▸ **Exercise**
Could you show each line of the records that contains the word "keep"?

▸ **Data shown**
—————

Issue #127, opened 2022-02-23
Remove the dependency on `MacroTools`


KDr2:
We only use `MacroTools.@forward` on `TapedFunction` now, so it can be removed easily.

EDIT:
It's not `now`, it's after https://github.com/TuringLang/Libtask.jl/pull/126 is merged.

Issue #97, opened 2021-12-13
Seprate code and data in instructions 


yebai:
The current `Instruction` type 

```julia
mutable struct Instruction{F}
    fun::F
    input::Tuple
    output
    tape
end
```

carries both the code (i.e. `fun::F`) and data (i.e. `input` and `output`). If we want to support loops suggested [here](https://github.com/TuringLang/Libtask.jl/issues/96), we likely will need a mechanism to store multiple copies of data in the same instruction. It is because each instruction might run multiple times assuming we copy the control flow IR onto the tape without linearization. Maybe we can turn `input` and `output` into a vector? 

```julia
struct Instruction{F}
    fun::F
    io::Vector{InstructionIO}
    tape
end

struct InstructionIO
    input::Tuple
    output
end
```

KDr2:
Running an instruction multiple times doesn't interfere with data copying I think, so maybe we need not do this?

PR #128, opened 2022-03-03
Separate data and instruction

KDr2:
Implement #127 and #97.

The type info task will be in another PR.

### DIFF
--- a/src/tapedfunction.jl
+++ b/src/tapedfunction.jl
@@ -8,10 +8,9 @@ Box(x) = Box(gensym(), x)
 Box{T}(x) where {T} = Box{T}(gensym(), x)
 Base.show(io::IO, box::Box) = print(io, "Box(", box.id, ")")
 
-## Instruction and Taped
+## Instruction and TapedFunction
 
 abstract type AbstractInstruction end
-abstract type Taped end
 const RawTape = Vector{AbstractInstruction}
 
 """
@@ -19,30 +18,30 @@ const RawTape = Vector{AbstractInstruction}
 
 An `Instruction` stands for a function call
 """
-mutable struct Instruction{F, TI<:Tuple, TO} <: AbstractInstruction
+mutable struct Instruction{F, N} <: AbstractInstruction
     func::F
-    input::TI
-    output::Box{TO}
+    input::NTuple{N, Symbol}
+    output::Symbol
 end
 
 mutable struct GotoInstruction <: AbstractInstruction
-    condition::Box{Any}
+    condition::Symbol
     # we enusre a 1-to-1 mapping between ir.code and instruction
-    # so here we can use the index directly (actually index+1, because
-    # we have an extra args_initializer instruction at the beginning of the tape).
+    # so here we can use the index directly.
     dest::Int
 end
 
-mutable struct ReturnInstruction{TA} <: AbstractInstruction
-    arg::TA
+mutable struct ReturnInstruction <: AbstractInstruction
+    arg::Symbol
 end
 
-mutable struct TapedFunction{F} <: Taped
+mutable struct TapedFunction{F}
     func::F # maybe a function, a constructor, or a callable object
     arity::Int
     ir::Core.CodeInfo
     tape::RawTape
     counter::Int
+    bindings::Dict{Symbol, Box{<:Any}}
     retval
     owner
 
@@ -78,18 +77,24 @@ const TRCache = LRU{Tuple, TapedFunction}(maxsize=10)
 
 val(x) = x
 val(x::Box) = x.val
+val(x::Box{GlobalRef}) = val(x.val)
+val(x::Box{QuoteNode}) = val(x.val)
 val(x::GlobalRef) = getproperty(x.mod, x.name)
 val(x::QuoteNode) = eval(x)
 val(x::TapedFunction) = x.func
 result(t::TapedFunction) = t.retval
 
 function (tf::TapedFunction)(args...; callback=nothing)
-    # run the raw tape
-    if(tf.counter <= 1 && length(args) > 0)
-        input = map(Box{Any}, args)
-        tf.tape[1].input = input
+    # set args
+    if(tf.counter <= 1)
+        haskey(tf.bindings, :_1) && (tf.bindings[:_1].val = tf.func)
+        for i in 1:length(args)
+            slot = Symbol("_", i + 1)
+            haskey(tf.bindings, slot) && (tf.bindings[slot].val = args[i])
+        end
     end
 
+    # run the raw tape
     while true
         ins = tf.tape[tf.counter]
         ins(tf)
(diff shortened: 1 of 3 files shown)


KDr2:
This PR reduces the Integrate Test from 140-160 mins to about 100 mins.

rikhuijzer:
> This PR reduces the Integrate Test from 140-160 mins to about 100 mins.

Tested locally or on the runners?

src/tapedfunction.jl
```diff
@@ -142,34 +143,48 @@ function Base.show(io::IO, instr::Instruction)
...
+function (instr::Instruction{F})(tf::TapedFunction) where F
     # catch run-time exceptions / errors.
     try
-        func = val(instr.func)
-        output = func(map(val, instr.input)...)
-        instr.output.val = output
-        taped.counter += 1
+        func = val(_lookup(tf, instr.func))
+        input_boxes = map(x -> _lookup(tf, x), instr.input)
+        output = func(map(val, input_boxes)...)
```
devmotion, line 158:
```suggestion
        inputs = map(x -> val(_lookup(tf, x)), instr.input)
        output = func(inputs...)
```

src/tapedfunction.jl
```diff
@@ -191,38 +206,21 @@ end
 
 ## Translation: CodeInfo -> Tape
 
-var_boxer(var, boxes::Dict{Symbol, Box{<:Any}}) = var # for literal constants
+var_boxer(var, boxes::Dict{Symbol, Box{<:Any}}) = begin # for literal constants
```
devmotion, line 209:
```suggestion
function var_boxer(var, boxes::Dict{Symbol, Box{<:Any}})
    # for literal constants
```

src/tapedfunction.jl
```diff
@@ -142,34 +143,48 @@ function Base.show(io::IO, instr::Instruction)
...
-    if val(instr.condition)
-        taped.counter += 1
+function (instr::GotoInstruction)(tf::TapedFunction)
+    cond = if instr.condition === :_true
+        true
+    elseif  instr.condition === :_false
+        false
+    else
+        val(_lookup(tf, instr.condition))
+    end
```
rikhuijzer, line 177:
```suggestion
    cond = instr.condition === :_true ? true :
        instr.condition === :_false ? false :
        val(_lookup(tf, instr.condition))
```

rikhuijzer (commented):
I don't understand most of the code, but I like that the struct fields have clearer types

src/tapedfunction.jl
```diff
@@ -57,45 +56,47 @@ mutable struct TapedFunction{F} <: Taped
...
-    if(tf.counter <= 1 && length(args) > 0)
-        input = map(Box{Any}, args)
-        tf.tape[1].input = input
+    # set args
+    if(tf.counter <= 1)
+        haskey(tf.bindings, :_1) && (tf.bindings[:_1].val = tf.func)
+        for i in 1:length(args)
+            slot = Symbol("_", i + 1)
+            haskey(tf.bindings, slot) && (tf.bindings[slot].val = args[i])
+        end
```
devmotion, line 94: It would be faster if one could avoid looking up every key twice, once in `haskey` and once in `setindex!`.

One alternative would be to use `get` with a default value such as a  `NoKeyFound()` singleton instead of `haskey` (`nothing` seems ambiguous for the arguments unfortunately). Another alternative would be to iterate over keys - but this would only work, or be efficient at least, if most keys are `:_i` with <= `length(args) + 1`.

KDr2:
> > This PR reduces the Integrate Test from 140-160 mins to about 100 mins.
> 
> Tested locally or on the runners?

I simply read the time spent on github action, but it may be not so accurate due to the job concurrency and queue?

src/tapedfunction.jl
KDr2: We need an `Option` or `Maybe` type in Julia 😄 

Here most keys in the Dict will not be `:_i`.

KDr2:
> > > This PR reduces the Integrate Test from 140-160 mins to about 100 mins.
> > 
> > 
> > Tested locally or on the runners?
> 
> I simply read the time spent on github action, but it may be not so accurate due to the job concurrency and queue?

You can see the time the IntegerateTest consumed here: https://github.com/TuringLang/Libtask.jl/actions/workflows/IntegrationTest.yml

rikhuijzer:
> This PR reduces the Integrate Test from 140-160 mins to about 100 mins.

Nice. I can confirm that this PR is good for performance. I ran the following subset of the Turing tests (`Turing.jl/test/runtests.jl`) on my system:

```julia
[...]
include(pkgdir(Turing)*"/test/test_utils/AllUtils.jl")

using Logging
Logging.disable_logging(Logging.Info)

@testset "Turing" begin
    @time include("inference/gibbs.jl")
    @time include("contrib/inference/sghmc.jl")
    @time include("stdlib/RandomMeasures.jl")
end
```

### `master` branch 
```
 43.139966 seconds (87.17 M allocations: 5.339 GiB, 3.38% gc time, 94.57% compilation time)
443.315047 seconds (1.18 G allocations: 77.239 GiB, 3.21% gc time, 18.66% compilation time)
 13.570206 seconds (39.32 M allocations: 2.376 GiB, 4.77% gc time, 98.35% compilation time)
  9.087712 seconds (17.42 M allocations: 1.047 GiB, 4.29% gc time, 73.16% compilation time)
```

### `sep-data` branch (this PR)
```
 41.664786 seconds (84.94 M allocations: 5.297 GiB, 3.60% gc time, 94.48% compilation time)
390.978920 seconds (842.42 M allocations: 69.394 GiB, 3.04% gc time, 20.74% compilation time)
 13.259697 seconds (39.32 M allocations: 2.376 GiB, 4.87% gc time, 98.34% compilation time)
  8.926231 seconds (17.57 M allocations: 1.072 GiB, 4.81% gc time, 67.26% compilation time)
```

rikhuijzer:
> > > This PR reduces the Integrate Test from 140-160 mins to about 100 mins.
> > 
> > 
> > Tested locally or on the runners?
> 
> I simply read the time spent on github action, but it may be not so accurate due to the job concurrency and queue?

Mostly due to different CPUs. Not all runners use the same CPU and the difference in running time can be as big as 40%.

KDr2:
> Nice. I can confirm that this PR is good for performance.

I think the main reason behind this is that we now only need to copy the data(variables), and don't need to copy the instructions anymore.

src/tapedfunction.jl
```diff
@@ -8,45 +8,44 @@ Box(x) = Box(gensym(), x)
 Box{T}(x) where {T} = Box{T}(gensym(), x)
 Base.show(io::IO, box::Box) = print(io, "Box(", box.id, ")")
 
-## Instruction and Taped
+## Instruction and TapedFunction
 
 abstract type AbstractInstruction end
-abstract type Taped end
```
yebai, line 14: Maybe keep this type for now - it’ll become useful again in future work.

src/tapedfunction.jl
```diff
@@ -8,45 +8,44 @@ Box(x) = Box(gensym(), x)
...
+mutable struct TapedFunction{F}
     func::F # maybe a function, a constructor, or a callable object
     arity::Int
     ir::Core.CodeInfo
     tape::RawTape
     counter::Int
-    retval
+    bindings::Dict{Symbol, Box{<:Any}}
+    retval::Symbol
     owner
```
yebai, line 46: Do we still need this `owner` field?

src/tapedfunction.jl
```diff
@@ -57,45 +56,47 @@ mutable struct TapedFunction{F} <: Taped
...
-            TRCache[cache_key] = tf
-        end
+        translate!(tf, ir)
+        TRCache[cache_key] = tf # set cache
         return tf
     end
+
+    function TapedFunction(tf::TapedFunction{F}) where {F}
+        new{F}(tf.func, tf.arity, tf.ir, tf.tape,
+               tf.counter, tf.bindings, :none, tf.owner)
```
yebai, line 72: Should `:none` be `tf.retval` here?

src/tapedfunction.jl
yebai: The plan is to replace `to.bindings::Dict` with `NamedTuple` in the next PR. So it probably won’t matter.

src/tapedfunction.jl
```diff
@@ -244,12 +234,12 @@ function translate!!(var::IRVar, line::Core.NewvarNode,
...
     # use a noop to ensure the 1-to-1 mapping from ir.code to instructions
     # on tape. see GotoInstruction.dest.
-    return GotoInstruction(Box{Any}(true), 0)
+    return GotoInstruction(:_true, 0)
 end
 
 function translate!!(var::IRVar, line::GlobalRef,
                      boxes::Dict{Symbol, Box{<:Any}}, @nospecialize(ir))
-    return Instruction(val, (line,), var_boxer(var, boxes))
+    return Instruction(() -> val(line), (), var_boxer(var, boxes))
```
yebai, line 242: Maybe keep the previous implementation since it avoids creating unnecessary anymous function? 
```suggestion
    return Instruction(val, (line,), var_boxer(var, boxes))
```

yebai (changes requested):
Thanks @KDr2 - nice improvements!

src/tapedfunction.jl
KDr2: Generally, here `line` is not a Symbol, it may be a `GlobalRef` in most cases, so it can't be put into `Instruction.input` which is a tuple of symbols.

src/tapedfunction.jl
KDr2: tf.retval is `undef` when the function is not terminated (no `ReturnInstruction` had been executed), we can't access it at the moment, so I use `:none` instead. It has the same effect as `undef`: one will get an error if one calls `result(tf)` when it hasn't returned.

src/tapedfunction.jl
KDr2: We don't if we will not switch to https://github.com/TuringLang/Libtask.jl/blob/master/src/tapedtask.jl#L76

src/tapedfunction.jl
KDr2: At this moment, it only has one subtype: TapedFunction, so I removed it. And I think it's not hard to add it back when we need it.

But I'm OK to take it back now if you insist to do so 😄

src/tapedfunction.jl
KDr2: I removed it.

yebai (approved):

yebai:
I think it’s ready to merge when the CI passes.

—————

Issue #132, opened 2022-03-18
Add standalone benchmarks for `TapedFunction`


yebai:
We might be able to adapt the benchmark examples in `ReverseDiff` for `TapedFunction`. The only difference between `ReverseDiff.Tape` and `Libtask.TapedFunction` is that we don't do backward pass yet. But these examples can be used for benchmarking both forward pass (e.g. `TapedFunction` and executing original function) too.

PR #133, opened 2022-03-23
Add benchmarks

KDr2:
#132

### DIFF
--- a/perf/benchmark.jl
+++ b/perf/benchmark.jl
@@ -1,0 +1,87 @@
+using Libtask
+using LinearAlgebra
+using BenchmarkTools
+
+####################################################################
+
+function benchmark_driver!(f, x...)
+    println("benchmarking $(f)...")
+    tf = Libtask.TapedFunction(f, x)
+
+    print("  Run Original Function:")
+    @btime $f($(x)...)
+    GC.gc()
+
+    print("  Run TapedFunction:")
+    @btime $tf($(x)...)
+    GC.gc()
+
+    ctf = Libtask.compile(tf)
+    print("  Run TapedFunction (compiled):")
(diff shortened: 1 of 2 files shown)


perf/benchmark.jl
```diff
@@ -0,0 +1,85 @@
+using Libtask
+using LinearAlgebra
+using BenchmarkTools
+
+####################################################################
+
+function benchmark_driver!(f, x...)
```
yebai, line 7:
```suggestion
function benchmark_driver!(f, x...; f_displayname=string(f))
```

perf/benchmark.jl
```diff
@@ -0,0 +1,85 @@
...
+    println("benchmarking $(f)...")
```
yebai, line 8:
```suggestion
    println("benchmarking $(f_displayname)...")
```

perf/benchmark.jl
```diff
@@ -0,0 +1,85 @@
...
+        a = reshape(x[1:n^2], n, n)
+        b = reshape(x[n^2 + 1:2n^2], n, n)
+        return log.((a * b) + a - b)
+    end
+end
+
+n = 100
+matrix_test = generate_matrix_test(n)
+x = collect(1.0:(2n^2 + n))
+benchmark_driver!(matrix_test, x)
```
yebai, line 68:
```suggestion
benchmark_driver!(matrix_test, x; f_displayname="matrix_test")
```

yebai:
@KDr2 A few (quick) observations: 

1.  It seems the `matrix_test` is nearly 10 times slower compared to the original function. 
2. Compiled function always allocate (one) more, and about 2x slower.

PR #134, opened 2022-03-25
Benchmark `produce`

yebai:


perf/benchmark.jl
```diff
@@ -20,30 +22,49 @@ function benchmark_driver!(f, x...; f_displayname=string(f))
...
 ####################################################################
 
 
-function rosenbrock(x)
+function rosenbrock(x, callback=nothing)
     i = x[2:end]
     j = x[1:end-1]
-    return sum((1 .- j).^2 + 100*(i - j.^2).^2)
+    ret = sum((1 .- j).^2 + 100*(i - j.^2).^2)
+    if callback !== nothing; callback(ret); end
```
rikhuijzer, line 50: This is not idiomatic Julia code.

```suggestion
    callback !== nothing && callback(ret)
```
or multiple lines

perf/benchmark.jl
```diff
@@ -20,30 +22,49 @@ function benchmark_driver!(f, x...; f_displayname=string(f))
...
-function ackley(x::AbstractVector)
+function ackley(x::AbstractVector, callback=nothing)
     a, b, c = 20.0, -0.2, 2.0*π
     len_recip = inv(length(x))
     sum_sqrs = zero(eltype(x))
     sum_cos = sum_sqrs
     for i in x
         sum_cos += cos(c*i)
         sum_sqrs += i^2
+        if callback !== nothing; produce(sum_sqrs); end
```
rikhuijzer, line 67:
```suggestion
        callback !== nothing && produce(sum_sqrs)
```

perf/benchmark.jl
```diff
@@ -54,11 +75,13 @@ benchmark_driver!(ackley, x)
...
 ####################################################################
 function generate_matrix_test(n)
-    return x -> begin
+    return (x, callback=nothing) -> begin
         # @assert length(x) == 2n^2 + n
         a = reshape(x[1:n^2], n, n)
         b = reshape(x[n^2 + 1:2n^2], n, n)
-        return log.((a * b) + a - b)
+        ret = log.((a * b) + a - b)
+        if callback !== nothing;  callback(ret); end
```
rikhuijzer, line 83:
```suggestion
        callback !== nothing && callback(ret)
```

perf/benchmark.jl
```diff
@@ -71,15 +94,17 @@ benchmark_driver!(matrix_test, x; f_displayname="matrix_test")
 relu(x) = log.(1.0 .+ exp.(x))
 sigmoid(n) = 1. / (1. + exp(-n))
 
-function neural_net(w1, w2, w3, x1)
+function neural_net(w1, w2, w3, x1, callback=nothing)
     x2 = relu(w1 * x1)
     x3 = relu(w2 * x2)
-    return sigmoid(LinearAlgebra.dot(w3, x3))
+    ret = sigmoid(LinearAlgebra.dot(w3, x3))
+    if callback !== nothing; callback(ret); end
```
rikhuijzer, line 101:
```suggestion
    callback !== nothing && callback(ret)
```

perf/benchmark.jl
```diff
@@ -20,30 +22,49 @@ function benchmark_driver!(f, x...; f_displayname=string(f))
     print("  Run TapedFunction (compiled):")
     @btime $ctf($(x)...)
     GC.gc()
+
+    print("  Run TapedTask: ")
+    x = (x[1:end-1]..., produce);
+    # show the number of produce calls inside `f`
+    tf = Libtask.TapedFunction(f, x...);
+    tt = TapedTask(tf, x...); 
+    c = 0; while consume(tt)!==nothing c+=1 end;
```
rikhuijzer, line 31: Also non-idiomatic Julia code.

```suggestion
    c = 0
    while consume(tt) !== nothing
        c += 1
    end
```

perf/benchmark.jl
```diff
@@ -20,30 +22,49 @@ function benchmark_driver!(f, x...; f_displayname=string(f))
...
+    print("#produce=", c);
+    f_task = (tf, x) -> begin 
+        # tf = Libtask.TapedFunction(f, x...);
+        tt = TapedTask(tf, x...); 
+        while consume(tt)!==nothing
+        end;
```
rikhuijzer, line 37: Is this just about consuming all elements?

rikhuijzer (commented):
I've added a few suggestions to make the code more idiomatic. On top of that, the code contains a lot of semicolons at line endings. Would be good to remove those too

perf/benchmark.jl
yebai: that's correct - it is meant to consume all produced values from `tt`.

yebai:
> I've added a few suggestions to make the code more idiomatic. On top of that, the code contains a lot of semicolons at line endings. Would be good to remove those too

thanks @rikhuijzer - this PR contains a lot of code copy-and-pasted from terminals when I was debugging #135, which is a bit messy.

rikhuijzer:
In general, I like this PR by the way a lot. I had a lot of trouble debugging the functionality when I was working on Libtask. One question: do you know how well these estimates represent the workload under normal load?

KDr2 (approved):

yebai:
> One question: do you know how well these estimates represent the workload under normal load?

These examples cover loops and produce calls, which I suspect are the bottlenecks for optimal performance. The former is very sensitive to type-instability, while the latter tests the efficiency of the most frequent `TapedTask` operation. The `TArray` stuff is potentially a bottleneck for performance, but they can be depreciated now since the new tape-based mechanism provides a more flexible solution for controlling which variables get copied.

—————

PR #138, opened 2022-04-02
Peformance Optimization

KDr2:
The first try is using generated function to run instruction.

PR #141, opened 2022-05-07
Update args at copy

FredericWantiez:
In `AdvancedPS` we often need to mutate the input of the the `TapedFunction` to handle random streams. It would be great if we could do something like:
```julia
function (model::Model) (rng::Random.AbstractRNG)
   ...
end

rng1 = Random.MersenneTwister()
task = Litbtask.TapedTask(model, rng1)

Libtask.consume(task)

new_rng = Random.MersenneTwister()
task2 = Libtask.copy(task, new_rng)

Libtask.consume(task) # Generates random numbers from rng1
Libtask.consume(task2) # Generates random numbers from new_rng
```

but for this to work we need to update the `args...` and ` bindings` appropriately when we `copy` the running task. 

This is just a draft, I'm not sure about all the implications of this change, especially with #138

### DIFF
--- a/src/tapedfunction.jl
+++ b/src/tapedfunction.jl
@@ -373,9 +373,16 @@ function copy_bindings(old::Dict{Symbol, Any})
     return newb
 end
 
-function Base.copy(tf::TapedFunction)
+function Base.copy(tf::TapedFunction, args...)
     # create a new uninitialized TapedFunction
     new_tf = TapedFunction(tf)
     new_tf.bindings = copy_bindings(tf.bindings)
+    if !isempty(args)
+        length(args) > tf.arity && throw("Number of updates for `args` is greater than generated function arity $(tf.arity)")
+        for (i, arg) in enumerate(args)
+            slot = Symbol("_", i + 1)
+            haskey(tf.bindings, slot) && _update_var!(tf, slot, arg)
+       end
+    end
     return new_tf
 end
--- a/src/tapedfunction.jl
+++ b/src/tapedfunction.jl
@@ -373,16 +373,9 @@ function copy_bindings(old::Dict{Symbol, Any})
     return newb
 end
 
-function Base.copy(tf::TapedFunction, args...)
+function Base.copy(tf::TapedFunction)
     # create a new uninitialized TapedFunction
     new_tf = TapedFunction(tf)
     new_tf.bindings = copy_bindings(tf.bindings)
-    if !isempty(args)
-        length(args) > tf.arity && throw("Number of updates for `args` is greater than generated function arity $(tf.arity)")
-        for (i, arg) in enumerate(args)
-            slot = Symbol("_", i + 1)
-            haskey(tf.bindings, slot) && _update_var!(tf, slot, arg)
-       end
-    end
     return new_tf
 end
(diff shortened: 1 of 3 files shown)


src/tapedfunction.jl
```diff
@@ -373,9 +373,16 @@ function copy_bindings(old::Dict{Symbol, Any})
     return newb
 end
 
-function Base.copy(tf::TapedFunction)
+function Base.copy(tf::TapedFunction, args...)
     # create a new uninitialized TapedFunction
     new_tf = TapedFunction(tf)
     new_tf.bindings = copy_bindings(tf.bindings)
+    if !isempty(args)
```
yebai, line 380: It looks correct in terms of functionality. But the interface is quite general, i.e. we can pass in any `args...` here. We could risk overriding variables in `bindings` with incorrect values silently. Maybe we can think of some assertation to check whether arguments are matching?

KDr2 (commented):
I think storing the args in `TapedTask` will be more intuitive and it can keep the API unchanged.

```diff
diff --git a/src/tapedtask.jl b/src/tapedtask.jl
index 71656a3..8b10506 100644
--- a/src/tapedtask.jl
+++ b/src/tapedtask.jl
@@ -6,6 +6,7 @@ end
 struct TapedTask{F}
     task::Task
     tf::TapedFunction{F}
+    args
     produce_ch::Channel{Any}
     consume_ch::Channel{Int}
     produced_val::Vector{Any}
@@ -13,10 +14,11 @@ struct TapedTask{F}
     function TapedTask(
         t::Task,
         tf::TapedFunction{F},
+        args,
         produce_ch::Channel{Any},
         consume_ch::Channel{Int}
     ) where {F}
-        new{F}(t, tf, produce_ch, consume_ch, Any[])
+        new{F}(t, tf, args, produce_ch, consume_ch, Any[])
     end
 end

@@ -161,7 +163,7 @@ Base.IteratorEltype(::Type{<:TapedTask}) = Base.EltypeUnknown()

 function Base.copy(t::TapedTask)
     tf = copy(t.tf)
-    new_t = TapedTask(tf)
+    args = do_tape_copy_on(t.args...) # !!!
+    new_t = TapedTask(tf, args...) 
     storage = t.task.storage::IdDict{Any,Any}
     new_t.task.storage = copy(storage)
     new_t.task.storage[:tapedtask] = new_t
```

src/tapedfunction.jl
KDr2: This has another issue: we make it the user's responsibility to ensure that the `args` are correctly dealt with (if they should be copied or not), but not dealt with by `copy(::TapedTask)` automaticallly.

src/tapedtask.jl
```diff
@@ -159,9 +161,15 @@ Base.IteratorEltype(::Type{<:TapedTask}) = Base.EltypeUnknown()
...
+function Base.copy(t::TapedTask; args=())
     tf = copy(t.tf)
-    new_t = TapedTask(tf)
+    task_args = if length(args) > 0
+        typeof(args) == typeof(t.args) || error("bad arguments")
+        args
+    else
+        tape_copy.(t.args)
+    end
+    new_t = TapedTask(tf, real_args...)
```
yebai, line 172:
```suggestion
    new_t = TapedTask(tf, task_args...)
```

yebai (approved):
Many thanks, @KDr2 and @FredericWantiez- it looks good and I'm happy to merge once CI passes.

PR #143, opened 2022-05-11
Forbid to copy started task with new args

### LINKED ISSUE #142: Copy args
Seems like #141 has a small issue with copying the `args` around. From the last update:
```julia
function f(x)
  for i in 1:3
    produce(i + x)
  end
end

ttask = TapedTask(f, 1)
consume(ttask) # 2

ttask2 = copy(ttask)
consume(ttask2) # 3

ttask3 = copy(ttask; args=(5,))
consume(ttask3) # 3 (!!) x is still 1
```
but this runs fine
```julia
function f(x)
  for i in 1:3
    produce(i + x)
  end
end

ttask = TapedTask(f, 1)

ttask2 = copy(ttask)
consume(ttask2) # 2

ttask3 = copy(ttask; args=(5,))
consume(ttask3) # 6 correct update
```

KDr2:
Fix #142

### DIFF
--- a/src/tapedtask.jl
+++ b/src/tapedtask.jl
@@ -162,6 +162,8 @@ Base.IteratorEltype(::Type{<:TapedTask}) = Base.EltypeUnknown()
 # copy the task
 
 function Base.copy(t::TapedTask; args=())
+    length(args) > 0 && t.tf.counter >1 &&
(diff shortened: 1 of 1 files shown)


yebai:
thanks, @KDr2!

—————

▸ **Answer box**
yebai, line 14: Maybe keep this type for now - it’ll become useful again in future work.
yebai, line 242: Maybe keep the previous implementation since it avoids creating unnecessary anymous function? 
I think storing the args in `TapedTask` will be more intuitive and it can keep the API unchanged.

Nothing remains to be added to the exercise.